Reprezentacja Polski pokonała na PGE Narodowym w Warszawie Łotwę 2:0. Biało-Czerwoni choć wygrali, to swoją grą nie zachwycili. Pozwolili rywalom dojść do kilku groźnych sytuacji, a sami mieli problemy ze stworzeniem zagrożenia pod bramką Pavelsa Steinborsa. Niemoc dopiero w 76. minucie przełamał Robert Lewandowski. Drugiego gola zdobył Kamil Glik.
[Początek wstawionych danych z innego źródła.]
PR #4899, opened 2025-10-09
chore(runtime): update weights

StackOverflowExcept1on:
`run_all_benchmarks.sh` script is applied to update weights (branch: `av/wasmer-v6`, commit 4d29f39bb631eb225655280ceb9106c101e14926)

**Note:** If CI fails, try manually updating the heuristic tests: `runtime/vara/src/tests/mod.rs`

### DIFF
--- a/.cargo/config.toml
+++ b/.cargo/config.toml
@@ -1,2 +1,5 @@
+[env]
+GEAR_WORKSPACE_DIR = { value = "", relative = true }
+
 [alias]
 gbuild = "run -p cargo-gbuild --"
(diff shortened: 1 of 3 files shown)


core/src/gas_metering/schedule.rs
```diff
@@ -1085,11 +1085,11 @@ impl Default for InstrumentationWeights {
     fn default() -> Self {
         Self {
             base: Weight {
-                ref_time: 308799000,
+                ref_time: 1226264561,
```
breathx: x4? :/

StackOverflowExcept1on: this is about 1 ms, and our block is 3 seconds
caused by other commit

breathx (approved):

- Zdawaliśmy sobie sprawę, że będzie to ciężki mecz. Wiedzieliśmy, że rywale będą grali defensywnie i staraliśmy się rozrywać tę obronę. Wydaje mi się, że to był dobry sprawdzian. Cieszę się, że strzelili Robert i Kamil, zdobyliśmy trzy punkty i to jest najważniejsze - mówił przed kamerami Polsatu Krzysztof Piątek.
Zobacz także: El. ME 2020: Polska - Łotwa. Rywale mieli więcej piłkarzy z przeszłością w naszej lidze. To historyczna sytuacja
Zawodnik AC Milan w meczu z Łotwą stworzył duet napastników z Robertem Lewandowskim. Piątek chwali sobie współpracę z graczem Bayernu, mówiąc, że może się od niego wiele nauczyć.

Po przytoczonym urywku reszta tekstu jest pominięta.